Human lumbar spine mechanics are influenced by soft tissue structures. Understanding and properly modeling these structures can help determine pathology, treatment, and implant design and performance. Finite element models of the L4-L5 level of the lumbar spine are often used, which include a representation of the intervertebral disc and spinal ligaments. Validation of these models are typically based on torque rotation data from a single subject or the models use average properties reported in literature. However, experimental testing reports variation up to 40% in ligament stiffness and even greater variability for annulus fibrosis properties. Probabilistic approaches enable consideration of the impact of intersubject variability on model outputs. However, they often require lengthy computation times. The first objective of this dissertation was to develop a methodology to better calibrate constitutive models of the disc using displacement data of intradiscal points across the mid-transverse plane of an L4-L5 lumbar spine disc in addition to kinematics. It was hypothesized that this will result in a more accurate constitutive model. The second objective was to develop a comprehensive probabilistic representation to characterize variability in the parameters describing the soft tissue structures and to develop efficient Monte Carlo simulations methods of a finite element model of the L4-L5 functional spinal unit.
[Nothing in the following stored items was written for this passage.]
PR #4186, opened 2026-08-27
Avoid double-counting CPU RAM for integrated CUDA

### LINKED ISSUE #4183: get_max_memory() adds a separate cpu entry on integrated CUDA GPUs, double-counting shared RAM (GB10 / DGX Spark)
## Summary

`get_max_memory()` already treats shared memory correctly for MPS, but the same
reasoning is not applied to integrated CUDA devices, so on those the returned
budget counts the same physical RAM twice.

Current code (`src/accelerate/utils/modeling.py`, around L822):

```python
# allocate everything in the mps device as the RAM is shared
if is_mps_available():
    max_memory["mps"] = psutil.virtual_memory().available
else:
    max_memory["cpu"] = psutil.virtual_memory().available
```

The comment states the principle exactly: when RAM is shared, do not hand out a
second pool. An NVIDIA GB10 (DGX Spark) shares its RAM the same way, but it is
a CUDA device, so it takes the `else` branch and gets a separate `cpu` entry
alongside its device entry.

Measured on a GB10:

```python
>>> import torch
>>> from accelerate.utils import get_max_memory
>>> torch.cuda.get_device_properties(0).is_integrated
1
>>> get_max_memory()
{0: 73446760448, 'cpu': 87132405760}
```

73.4 GB + 87.1 GB = **160.5 GB advertised**, on a machine with:

```
$ grep MemTotal /proc/meminfo
MemTotal:       127535336 kB        # 127.5 GB
```

There is no separate device VRAM on this part. `torch.cuda.mem_get_info(0)`
reports `free=74.1 GB, total=130.6 GB`, and those are the same bytes
`/proc/meminfo` describes, reached over NVLink-C2C rather than PCIe. The two
entries alias one pool: allocating against either shrinks the other, which the
returned dict cannot express.

## Why it matters

Everything downstream inherits the number. `infer_auto_device_map` and
`device_map="auto"` treat the entries as independent capacities, so a model
sized between the device entry and the sum can be planned to "fit" across a
split whose halves are the same memory.

The hardware is not niche. GB10 / DGX Spark, GH200, GB200, Jetson Thor and Orin
are all integrated-memory parts, and they are specifically the machines people
buy to run large models locally.

## Prior art in this file

- **#2929** (`get_max_memory()` returns allocated instead of total device
  memory for XPU) is the same class of bug: a device type measured with the
  wrong quantity.
- The MPS branch above is the fix already written, for a different vendor.

## Suggested fix

Happy to send the PR. Two shapes, and I would rather write the one you want
than guess:

**A. Extend the existing shared-RAM rule to integrated CUDA devices.** Where
the MPS check happens, also treat an integrated CUDA device as sharing host
RAM, so no independent `cpu` entry is advertised against it. Smallest change,
and it reuses the reasoning already in the file.

**B. Leave `get_max_memory()` alone and fix the consumer.** Teach
`infer_auto_device_map` that an integrated device and the host are one pool, so
it will not plan a split between two aliases of the same memory.

I lean towards A, since it corrects the value everything else derives from.

Two implementation notes either way:

- `is_integrated` should be read defensively, e.g.
  `getattr(torch.cuda.get_device_properties(i), "is_integrated", False)`.
  setup.py allows `torch>=2.0.0` and I have only confirmed the attribute on
  torch 2.10, so a bare access risks breaking older installs.
- This cannot be exercised on your CI, since it needs integrated-memory
  hardware. A unit test would have to fake the device property (monkeypatch
  `get_device_properties`) and assert the shape of the returned dict. Happy to
  write it that way.

## What I am not claiming

I found this while debugging a 4-bit load that failed under `device_map="auto"`
with "Some modules are dispatched on the CPU or the disk", which
`device_map={"": 0}` resolved. **I could not reproduce that failure with plain
transformers** on the same machine and model, so I am not asserting the double
count caused it. The arithmetic above stands on its own.

## Environment

```
accelerate    1.12.0
transformers  5.5.0
torch         2.10.0a0+b558c986e8.nv25.11  (torch.version.cuda 13.0)
device        NVIDIA GB10, capability (12, 1), is_integrated=1
driver        580.173.02, CUDA runtime 13.0
platform      Linux-6.17.0-1029-nvidia-aarch64-with-glibc2.39, aarch64
python        3.12.3
```

arpansahu:
﻿### Problem
`get_max_memory()` adds a separate `"cpu"` memory entry even when CUDA reports an integrated GPU. Integrated CUDA devices share host RAM, so downstream device-map planning can treat one physical memory pool as independent CUDA and CPU capacities. Closes #4183.

### Reproducer
```python
from types import SimpleNamespace
from unittest.mock import patch
import torch
from accelerate.utils import modeling
from accelerate.utils.modeling import get_max_memory

with patch.object(modeling, "is_mps_available", return_value=False), \
     patch.object(torch.cuda, "device_count", return_value=1), \
     patch.object(torch.cuda, "mem_get_info", return_value=(1234, 5678)), \
     patch.object(torch.cuda, "get_device_properties", return_value=SimpleNamespace(is_integrated=True)), \
     patch.object(torch, "tensor"):
    print(get_max_memory())
# before: {0: 1234, "cpu": ...}
# after:  {0: 1234}
```

### Fix
Track whether any available CUDA device reports `is_integrated` and skip adding a separate CPU memory budget in that case. The attribute is read with `getattr(..., False)` so older PyTorch/device properties keep the existing behavior.

### Testing
Added `tests/test_modeling_utils.py::ModelingUtilsTester::test_get_max_memory_integrated_cuda_does_not_add_cpu`.

Before the fix:
```text
FAILED tests/test_modeling_utils.py::ModelingUtilsTester::test_get_max_memory_integrated_cuda_does_not_add_cpu
1 failed in 7.37s
```

After the fix:
```text
2 passed, 1 skipped in 6.56s
7 passed, 6 skipped in 69.63s (0:01:09)
```

Quality:
```text
ruff check ... --fix: All checks passed!
ruff format ...: 2 files left unchanged
ruff check ...: All checks passed!
ruff format --check ...: 2 files already formatted
```

### DIFF
--- a/src/accelerate/utils/modeling.py
+++ b/src/accelerate/utils/modeling.py
@@ -762,6 +762,7 @@ def get_max_memory(max_memory: Optional[dict[Union[int, str], Union[int, str]]] 
 
     if max_memory is None:
         max_memory = {}
+        shared_ram_cuda = False
         # Make sure device is initialized on each device to have the right memory info.
         if is_npu_available():
             for i in range(torch.npu.device_count()):
@@ -816,13 +817,16 @@ def get_max_memory(max_memory: Optional[dict[Union[int, str], Union[int, str]]] 
                 try:
                     _ = torch.tensor([0], device=i)
                     max_memory[i] = torch.cuda.mem_get_info(i)[0]
+                    shared_ram_cuda = shared_ram_cuda or getattr(
+                        torch.cuda.get_device_properties(i), "is_integrated", False
+                    )
                 except Exception:
                     logger.info(f"Device {i} seems unavailable, Proceeding to check subsequent devices.")
                     continue
-        # allocate everything in the mps device as the RAM is shared
+        # allocate everything in the mps device as the RAM is shared; integrated CUDA devices do the same
         if is_mps_available():
             max_memory["mps"] = psutil.virtual_memory().available
-        else:
+        elif not shared_ram_cuda:
             max_memory["cpu"] = psutil.virtual_memory().available
         return max_memory
 
--- a/tests/test_modeling_utils.py
+++ b/tests/test_modeling_utils.py
@@ -18,7 +18,9 @@ import tempfile
 import unittest
 import warnings
 from collections import OrderedDict
+from types import SimpleNamespace
 from typing import Optional
+from unittest.mock import patch
 
 import torch
 import torch.nn as nn
@@ -34,6 +36,7 @@ from accelerate.test_utils import (
     require_non_hpu,
     torch_device,
 )
+from accelerate.utils import modeling
 from accelerate.utils.modeling import (
     align_module_device,
     check_device_map,
@@ -44,6 +47,7 @@ from accelerate.utils.modeling import (
     dtype_byte_size,
     find_tied_parameters,
     get_balanced_memory,
+    get_max_memory,
     get_module_size_with_ties,
     get_non_persistent_buffers,
     get_state_dict_offloaded_model,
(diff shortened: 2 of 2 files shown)


arpansahu:
Disclosure: this contribution was prepared with AI assistance (GitHub Copilot CLI), and
I am flagging that explicitly rather than leaving you to guess.

The defect, the fix and the regression test were verified locally: the new test fails on
unmodified upstream and passes with the change applied, and the surrounding suite is green.

If your project would prefer not to take AI-assisted contributions, or you would rather this
were reworked and resubmitted by hand, please just close it -- no objection at all, and
apologies for the noise.

SunMarc:
already fixed !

The data used to calibrate constitutive models at intradiscal points across the disc was collected from compression, extension, flexion, and lateral bending. Optimization was used to calibrate the model parameters. Constitutive model types and the number of zones were compared. The best combination was a linear elastic constitutive model representing the nucleus pulposis and a Holzapfel-Gasser-Ogden model representing the annulus fibrosis divided into anterior, right lateral, left lateral, and posterior zones. The probabilistic representation of the ligaments and disc was determined based on direct mechanical test data as found in the literature. A single stiffness parameter was defined to characterize each ligament, with the anterior longitudinal ligament being the stiffest, while the posterior longitudinal ligament and interspinous ligament had the greatest coefficient of variation of 0.65 and 0.64, respectively. The posterior portion of the annulus fibrosis had the greatest stiffness and greatest variation up to 300% in circumferential loading. This probabilistic representation was used to evaluate the Sobol and descriptive variance reduction sampling methods, which were assessed for efficiency and accuracy in comparison to traditional random Monte Carlo sampling. Comparisons were based on output torque-rotation curves at the 10th and 90th percentile for flexion, extension, axial rotation, and lateral bending. The descriptive sampling technique best matched the random sampling technique, at the extremes of rotation, with a 3.6% mean difference. This was achieved with a 10X reduction in the number of iterations and computation time.
Applications of a more accurately calibrated constitutive model of the NP and AF could be the development of nucleus replacement materials that more closely match the natural NP and prediction of activities which could cause disc herniation. The resulting probabilistic representation can be utilized to include intersubject variability in biomechanics evaluations. The improvements in efficiency of Monte Carlo simulations enable intersubject variability to be considered in a variety of biomechanical evaluations, including design-phase screening of orthopedic implants.